# Seasonal contract example or outline



## cold_and_tired

One of my longtime clients wants to switch to seasonal pricing this year. I have my prices figured out but was wondering if anyone had a seasonal contract that i could look at to get some wording. This is my first seasonal and the contract I'm writing now is starting to ramble.

Thanks


----------



## asps4u

I know SIMA has them on their website that you can download


----------



## cold_and_tired

Only if you're a member, which I'm not.


----------



## Grn Mtn

cold_and_tired;1075830 said:


> One of my longtime clients wants to switch to seasonal pricing this year. I have my prices figured out but was wondering if anyone had a seasonal contract that i could look at to get some wording. This is my first seasonal and the contract I'm writing now is starting to ramble.
> 
> Thanks


when doing seasonal for commercial always try to get the 3 year deal, this way if its a bad season for you, at least you know you'll have them for two more years, one less job to try to bid.

what points are you rambling on?

when writing my contracts I try to think of how a customer might take advantage of me, or what I've been burned on in the past, figure how mother nature could really f with me, then write down things that would either prevent or protect me in those circumstances.

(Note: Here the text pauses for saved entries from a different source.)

PR #8660, opened 2021-12-25
Implement ChaCha cipher suite prioritization.

### LINKED ISSUE #8659: Prioritize ChaCha20 for devices without AES-NI support
### Welcome!

Many mobile devices (e. g. Android devices) experience performance loss when connecting to TLS servers that prefer AES due to them missing AES-NI (hardware accelerated AES). An attempt at optimizing for those would mean that a server has to configure the CPU-optimized ChaCha20 ciphers as a preference over AES which currently leads to ChaCha20 being preferred for *all* devices though. A third choice would be just leaning on the client preferences completely. None of these choices are optimal.

A client without AES-NI signals to the server that it prefers ChaCha20 ciphers by listing these ciphers at the top of its own preferred ciphers list. Traefik could then adjust its preferences to list ChaCha20 first as well if configured/wanted by the admin, leading to ChaCha20 being preferred for those clients only, and all other ciphers for other clients instead.

[OpenSSL has the `PrioritizeChaCha` option for this](https://www.openssl.org/docs/man1.1.1/man3/SSL_CONF_cmd_value_type.html), and as such this feature is already available in other HTTP servers using it such as [nginx](https://trac.nginx.org/nginx/ticket/1445).

Qualy's SSL Labs test checks for this prioritization and marks ChaCha20 ciphers with a <sup>P</sup> if prioritization works correctly.

icedream:
### What does this PR do?

This implements logic to allow encryption to be done using a ChaCha-based cipher suite if the client notifies the server that it prefers ChaCha-based cipher suites itself. This is usually the case if the client has no hardware acceleration for AES-based cryptography (mobile phones and similar embedded devices).

Fixes #8659.

### Motivation

It's a feature that surprisingly rarely has been requested but would absolutely work to optimize mobile performance of many HTTPS websites on Traefik.

Besides the usefulness, I honestly had this code around since Traefik 2.1 but didn't have time to properly test it, create an issue ticket and pull request for it yet, so I'm doing it now. Since I'm intending to hack on the code again for a bit anyways, I thought why not prepare this first.

### More

- [x] Added/updated tests

### Additional Notes

**Currently work in progress.**

TODO:

- This code seemingly doesn't affect ciphers in TLS 1.3 if I can trust Qualy's SSL Labs tests here. Needs to be fixed up.
- Should this logic be configurable (as in one can disable it if not wanted)?
- Documentation

The code respects the configured order of ciphers: If ChaCha20 is explicitly listed *at the top* of preferred cipher lists in the configuration, it will be enforced, if ChaCha20 is just listed *lower* in the configured cipher list it will only be preferred with devices that want it.

This code was running successfully on a company's production Traefik instance as a patch for a good while now.

### DIFF
--- a/pkg/tls/tlsmanager.go
+++ b/pkg/tls/tlsmanager.go
@@ -108,6 +108,12 @@ func (m *Manager) UpdateConfigs(ctx context.Context, stores map[string]Store, co
 	}
 }
 
+func isChaChaCipherSuite(cipherSuite uint16) bool {
+	return cipherSuite == tls.TLS_CHACHA20_POLY1305_SHA256 ||
+		cipherSuite == tls.TLS_ECDHE_ECDSA_WITH_CHACHA20_POLY1305 ||
+		cipherSuite == tls.TLS_ECDHE_RSA_WITH_CHACHA20_POLY1305
+}
+
 // Get gets the TLS configuration to use for a given store / configuration.
 func (m *Manager) Get(storeName, configName string) (*tls.Config, error) {
 	m.lock.RLock()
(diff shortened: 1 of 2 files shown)


icedream:
Closing this issue as I overlooked a change in Go 1.16 that makes ChaCha20 preferences work by default.

For TLS 1.3 this behavior can not be changed.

also, seasonal tends to be bid high, its like insurance, you pay but may not need it, but you got it. or if your a gambler, you can pay as you go, its cheaper, but it might never end


----------



## cold_and_tired

Grn Mtn;1075939 said:


> when doing seasonal for commercial always try to get the 3 year deal, this way if its a bad season for you, at least you know you'll have them for two more years, one less job to try to bid.
> 
> what points are you rambling on?
> 
> when writing my contracts I try to think of how a customer might take advantage of me, or what I've been burned on in the past, figure how mother nature could really f with me, then write down things that would either prevent or protect me in those circumstances.
> 
> also, seasonal tends to be bid high, its like insurance, you pay but may not need it, but you got it. or if your a gambler, you can pay as you go, its cheaper, but it might never end


I have my other hourly contracts set up for three years at a time. Being that this is my first seasonal, I want to try it out for a year to see how it works out for everyone. I would hate to sign them for three years only to find out that I'm gonna get the shaft every year.

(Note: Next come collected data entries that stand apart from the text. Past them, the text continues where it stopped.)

PR #8686, opened 2022-01-10
Improve regexp matcher documentation

Hades32:
This PR should make the use of regular expressions in Traefik clearer. I wasted multiple hours (and found multiple issues and posts from others who had struggled the same) because I expected that the parameter of `HostRegexp(...)` was, well ... a regex... 🤷‍♂️ 

I hope the explicit statement, that values are interpreted verbatim and not as regex outside of curly braces will help others


rtribotte (approved):
Thanks👌

tomMoulard (approved):
LGTM :ok_hand:

kevinpollet (approved):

I finally got my rambling narrowed down. I know just about everything that needs to go into a contract but I was just having a hard time getting things in the right order and using the right words.


----------



## Bmsnow

You can download my contract on the home page of my web site.

www.burgess-martin.com


----------



## Martinson9

Bmsnow;1075987 said:


> You can download my contract on the home page of my web site.
> 
> www.burgess-martin.com


Nice looking, simple contract. Does anyone balk at number 5 or 6, and if so, what do you do/say?


----------



## Martinson9

cold_and_tired;1075830 said:


> One of my longtime clients wants to switch to seasonal pricing this year. I have my prices figured out but was wondering if anyone had a seasonal contract that i could look at to get some wording. This is my first seasonal and the contract I'm writing now is starting to ramble.
> 
> Thanks


Your contract should basically be the same. The only thing you are changing is how they pay for the services.


----------



## Bmsnow

Martinson9;1076664 said:


> Nice looking, simple contract. Does anyone balk at number 5 or 6, and if so, what do you do/say?


Nope i never had anyone have a problem except for Private roads so ill pull that out for those roads....... as for the per plow clause no one really has a problem with that either but thats based off my quote..... Im a blower based business so that kinda needs to be in their ........

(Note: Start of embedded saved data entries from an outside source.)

PR #8690, opened 2022-01-10
Don't ignore labels from unhealthy containers in docker provider

jvasseur:
### What does this PR do?

This PR will stops the docker provider from ignoring unhealthy containers but instead will still pull configuration from them but without adding them as servers to the generated services.

### Motivation

This will make Traefik return a 503 status code for unhealthy services instead of the current 404.

This should fix the docker provider of https://github.com/traefik/traefik/issues/1689

### More

- [x] Added/updated tests

### Additional Notes

I've made the PR for master because I wasn't sure if this should be considered an enhancements or a bugfix. I will be happy to rebase it on another branch if needed.

### DIFF
--- a/pkg/provider/docker/config.go
+++ b/pkg/provider/docker/config.go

If someone were ever to ask a bout it i usually tell them that it s protection for not only my equipment but all the clients that are after that driveway, that pretty much settles it. but like i said the only people that has discouraged is commercial lots, so i have a second contract for those areas.


----------



## kyle1845

*contract*

would you be willing to share your contract used for commercial lots?


----------



## Mick76

People for the few hundred dollars to have a lawyer draw up a contract for YOUR company's best interest is well worth every penny!.... remember you get what you pay for... its going to be too late when someone slips and falls and you forgot a comma in your contract, making it null and void.......

think about it.....


----------



## MoSnow

Mick, I agree you should have a lawyer review and complete your contract, however Lawyers don't typically understand the details and liabilities of the snow removal business.
So I think they are asking for verbage samples to make sure they have thought of everything associated with pushing snow. A lawyer might not think of such things.
Also, in my neck of the woods and in this economy, Property Managers are wanting you to sign their contracts which are way more lenient toward themselves. 

We were sued once from a lady who fell at a strip mall. We use a professional weather reporting service, which states conditions daily for the month she fell. We had a contract where the client signed to have us salt only when they called.Bottom line, our contract covered our butts.

The conditions the night the lady fell? 58 degrees was the high that day. No measurable snow the previous 3 weeks. No rain to re-freeze wither. She fell at 2am on St Patricks day coming out of a bar. Hmmmmmmmmm.

But you know what? All our contractual evidence meant nothing because our insurance company settled with the woman. WHY? because they said it would cost more to go to court and prove we were right. CRAZY!!!


----------